_WORK TO COMPLETE_. Counting every line in the records below that holds "other", give the total and add nothing.

-------- PROVIDED RECORDS --------

PR #452, opened 2017-08-18
[nextercism] Implement download command

### LINKED ISSUE #411: nextercism: implement download command

Command name: `download` (alias `d`).
`cmd/download.go`.

## Track is inferred

By default, you download by specifying the slug of the exercise. E.g.:

```
exercism download clock
```

The track can almost always be inferred based on context. Most people only work on one track. At other times we can determine the track based on the current location on the file system. If we are unable to identify a track, we will submit the request without one, and the API will respond with a list of possible tracks where this exercise is available to the user.

People can specify the `--track` flag (shortflag: `t`) to explicitly disambiguate.

## Selective overwrite

If download an exercise and there are already files there, we will interactively ask whether or not the CLI should overwrite the file (each file individually). We'll show a diff to help make the decision.

If you run the download command with `--force` (or `-f`), it will automatically overwrite any existing files. There will also be a user setting so you can set force as default.

## Downloading other people's solutions

You can download someone else's solution to something given a valid UUID, or the URL to their solution.

```
$ exercism download --uuid $UUID
$ exercism download --url $URL
```

This downloads it to a separate directory tree (TBD). E.g.

```
./$EXERCISM_DIR/users/:username/:track/:exercise
```

The separate directory tree is important, because we need to make it very easy for people to submit their exercises to version control, without accidentally storing (and exposing) other people's solutions.

We will be storing metadata about the solution in a hidden file locally, and the `open` command can be used with the path to an exercise (yours or someone else's) to make it easy to open it in the browser.

If you download multiple iterations of the same exercise, then they will be added to separate directories, with a serial, numeric suffix. This number is only for the user to disambiguate, and does not have anything to do with the actual iteration number on the site.

```
$EXERCISM_WORKSPACE/users/alice/go/clock
$EXERCISM_WORKSPACE/users/alice/go/clock-2
$EXERCISM_WORKSPACE/users/alice/go/clock-3
```

## API Payload

```
{
      solution: {
        id: solution.uuid,
        url: solution_url,
        user: {
          handle: user_handle,
          is_requester: solution.user_id == requester.id
        },
        exercise: {
          id: solution.exercise.slug,
          instructions_url: instructions_url,
          track: {
            id: solution.exercise.track.slug,
            language: solution.exercise.track.title
          }
        },
        file_download_base_url: "https://api.exercism.io/v1/solutions/#{solution.uuid}/files/",
        files: files,
        iteration: iteration_hash
      }
    }
```

## [maybe] Download all available

For the beta launch we will not be implementing a flag that lets you download all available exercises, but we will consider it for a future version.

If there is a huge need for downloading all exercises in a track (e.g. so that you can do Exercism exercises while on a long trip), then we will consider how to make that possible. It probably won't be built into the CLI, though.

## [maybe] Download all solved

For the beta launch we will not be implementing behavior to let you download everything you've done on a track all at once, but we will consider it for a future version.

### LINKED ISSUE #464: nextercism: (minor) don't try to download if files are empty
When someone calls `download` there is a slight chance that they'll get a valid response with an empty list of files to download.

We should bail with an appropriate error message. Don't worry too much about the details of what that message should say, as we're going to overhaul all the error messages before we launch publicly.

kytrinyx:
There are still rough edges here, especially when it comes to error handling, but the basics are in place.

Also this still needs to do the diff with interactive selective overwrite when downloading to an existing directory. And it needs the `--force` flag to automatically overwrite (which is what it's doing now).

Closes #411 
Closes #464

I've opened a new issue for the diff.

### DIFF
--- a/cmd/download.go
+++ b/cmd/download.go
@@ -2,31 +2,179 @@ package cmd
 
 import (
 	"fmt"
+	"io"
+	"net/http"
+	"os"
+	"path/filepath"
 
+	"github.com/exercism/cli/api"
+	"github.com/exercism/cli/config"
+	"github.com/exercism/cli/workspace"
 	"github.com/spf13/cobra"
 )
 
-// downloadCmd lets people download exercises and associated solutions.
+// downloadCmd represents the download command
 var downloadCmd = &cobra.Command{
 	Use:     "download",
 	Aliases: []string{"d"},
 	Short:   "Download an exercise.",
-	Long: `Download an Exercism exercise to work on.
+	Long: `Download an exercise.
 
-If you've already started working on the exercise, the command will
-also download your most recent solution.
+You may download an exercise to work on. If you've already
+started working on it, the command will also download your
+latest solution.
 
-This does not automatically overwrite identically named files.
-If it finds a file with the same name, it will ask if you want to overwrite it.
-Or you can overwrite files automatically by passing the --force flag.
-
-Download other people's solution by providing the UUID.
+Download other people's solutions by providing the UUID.
 `,
 	Run: func(cmd *cobra.Command, args []string) {
-		fmt.Println("download called")
+		uuid, err := cmd.Flags().GetString("uuid")
+		BailOnError(err)
+		if uuid == "" && len(args) == 0 {
+			// TODO: usage
+			fmt.Fprintf(os.Stderr, "need an exercise name or a solution --uuid")
+			return
+		}
+		apiCfg, err := config.NewAPIConfig()
+		BailOnError(err)
+
+		var slug string
+		if uuid == "" {
+			slug = "latest"
+		} else {
+			slug = uuid
+		}
+		url := apiCfg.URL("download", slug)
+
+		client, err := api.NewClient()
+		BailOnError(err)
+
+		req, err := client.NewRequest("GET", url, nil)
+		BailOnError(err)
+
+		track, err := cmd.Flags().GetString("track")
+		BailOnError(err)
+		var exercise string
+		if len(args) > 0 {
+			exercise = args[0]
+		}
+
+		if uuid == "" {
+			q := req.URL.Query()
+			q.Add("exercise_id", exercise)
+			if track != "" {
+				q.Add("track_id", track)
+			}
+			req.URL.RawQuery = q.Encode()
+		}
+
+		payload := &downloadPayload{}
+		res, err := client.Do(req, payload)
+		BailOnError(err)
+
+		if res.StatusCode != http.StatusOK {
+			switch payload.Error.Type {
+			case "track_ambiguous":
+			default:
+				fmt.Println(payload.Error.Message)
+				os.Exit(1)
+			}
+		}
+
+		solution := workspace.Solution{
+			Track:       payload.Solution.Exercise.Track.ID,
+			Exercise:    payload.Solution.Exercise.ID,
+			ID:          payload.Solution.ID,
+			URL:         payload.Solution.URL,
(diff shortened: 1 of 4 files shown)


kytrinyx:
This is ready for review.

kytrinyx:
I ended up refactoring this... I think I might not be done refactoring.

kytrinyx:
Ok, yeah. Done for now.

I'm not really happy with this—it feels like I haven't found the right abstraction yet.

cmd/download.go
```diff
@@ -11,22 +19,200 @@ var downloadCmd = &cobra.Command{
...
+		BailOnError(err)
+
+		if res.StatusCode != http.StatusOK {
+			switch dr.payload.Error.Type {
+			case "track_ambiguous":
+				// TODO: interactive selection
+				fmt.Fprintf(os.Stderr, "You have multiple %s exercises available to you.\n", solution.Exercise)
+				fmt.Fprintln(os.Stderr, "Specify the the --track flag:")
+				for _, id := range dr.payload.Error.PossibleTrackIDs {
+					fmt.Fprintf(os.Stderr, "%s download %s --track=%s", BinName, solution.Exercise, id)
```
robphoenix: s/BinName/BinaryName ?

cmd/download.go
```diff
@@ -11,22 +19,200 @@ var downloadCmd = &cobra.Command{
...
+				}
+				os.Exit(1)
+			default:
+				BailOrError(errors.New(dr.payload.Error.Message))
+			}
+		}
+
+		solution := dr.newSolution()
```
robphoenix: Does this need to move up before lines 57 & 60?

cmd/download.go
```diff
@@ -11,22 +19,200 @@ var downloadCmd = &cobra.Command{
...
+			case "track_ambiguous":
+				// TODO: interactive selection
+				fmt.Fprintf(os.Stderr, "You have multiple %s exercises available to you.\n", solution.Exercise)
+				fmt.Fprintln(os.Stderr, "Specify the the --track flag:")
+				for _, id := range dr.payload.Error.PossibleTrackIDs {
+					fmt.Fprintf(os.Stderr, "%s download %s --track=%s", BinName, solution.Exercise, id)
+				}
+				os.Exit(1)
+			default:
+				BailOrError(errors.New(dr.payload.Error.Message))
```
robphoenix: s/BailOrError/BailOnError

cmd/download.go
kytrinyx: Gah. I must not have run the tests the final time after resolving some conflicts. That's terrible.

kytrinyx:
I backed out the broken changes.

This is essentially what is released in the alpha, with the addition of not writing empty files listed in the payload from the API.

I think this is "good enough" right now that I'm going to merge it in if it passes the build, and then I'm going to make some iterative smaller changes to improve it.

kytrinyx:
The build passed on 1.8 and tip, but failed for 1.7 due to a failure with `dep`.
I've retriggered the build.

kytrinyx:
Yeah. Dep is not working on 1.7 - what the heck? This had to have worked before.

I suspect that Dep has removed some backwards-compatible thing after 1.9 got released.

Maybe it's time to remove 1.7 from the build and add 1.9

kytrinyx:
I suppose there's some amount of irony in the fact that we can't easily pin `dep`.

kytrinyx:
I rebased onto nextercism to get the passing build, and have merged this to consolidate everything that is working in the nextercism branch.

--------

_THE ANSWER_. 5